◆ ACTIVITY:
Go to the line holding "Uncomment missing language dependencies" in the entries below and write out exactly every line down to and including the line holding "# How should this be tested?".
** Opening MATERIAL PROVIDED block **
Issue #3610, opened 2021-12-20
1.12.1 not building 


gneissone:
Installing 1.12.1 does not seem to work correctly. Languages don't seem to be included, so if you manage to build the application, VIVO complains about not finding the i18n directory upon startup. 

**Additional context**
Behavior was replicated by @chenejac and @brianjlowe

fmdelvalle:
I could work around this issue by:
1) copying the VIVO/installer directory outside
2) Copying the language files to the installer (these are for Spanish, and assumes the installer is in 'installer' folder, replace as you need):
cp -rf VIVO-languages/es/home/src/main/resources/rdf/i18n/es/* installer/home/src/main/resources/rdf/ &&
cp -rf Vitro-languages/es/webapp/src/main/webapp/* installer/webapp/src/main/webapp/ &&
cp -rf VIVO-languages/es/webapp/src/main/webapp/* installer/webapp/src/main/webapp/ &&
3) building with a custom installer: mvn install -s settings.xml -Dvivo-installer-dir=<path to copied installer folder>

With these I'm able to start the app.

PR #3611, opened 2021-12-20
Uncomment missing language dependencies

gneissone:
**[Issue](https://github.com/vivo-project/VIVO/issues/3610)**: resolves https://github.com/vivo-project/VIVO/issues/3610

Re-adds language dependencies into pom.xml files. VIVO and Vitro languages must now always been included, even when using VIVO with a single language.

# How should this be tested?
Follow instructions on how to install VIVO at https://wiki.lyrasis.org/display/VIVODOC112x/Installing+VIVO. If VIVO installs and does not complain about missing language files or strings upon startup, it was a success. 

# Interested parties
@roflinn

### DIFF
--- a/Dockerfile
+++ b/Dockerfile
@@ -10,7 +10,7 @@ ENV JAVA_OPTS="${JAVA_OPTS} -Dtdb:fileMode=$TDB_FILE_MODE"
 RUN mkdir /usr/local/vivo
 RUN mkdir /usr/local/vivo/home
 
-COPY ./installer/home/target/vivo-installer-home-1.12.1 /vivo-home
+COPY ./installer/home/target/vivo /vivo-home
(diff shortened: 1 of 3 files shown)


litvinovg (approved):
Works good.

wwelling (approved):

roflinn (changes requested):
Can we change the need in the Dockerfile to need the version number hardcoded?

Ideally update the logic that has the directory named with the version number.

gneissone:
@roflinn I can pull that change out since it's really a separate issue. Something has changed in the pom files since the Dockerfile was created. Not sure what, but the Dockerfile broke due to the change in target directory name.

gneissone:
@roflinn found the change that was breaking the Dockerfile and re-added a line in installer/home/pom.xml that was removed: `<finalName>${app-name}</finalName>`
** Closing MATERIAL PROVIDED block **
◆ EXERCISE SOLUTION:
Uncomment missing language dependencies

gneissone:
**[Issue](https://github.com/vivo-project/VIVO/issues/3610)**: resolves https://github.com/vivo-project/VIVO/issues/3610

Re-adds language dependencies into pom.xml files. VIVO and Vitro languages must now always been included, even when using VIVO with a single language.

# How should this be tested?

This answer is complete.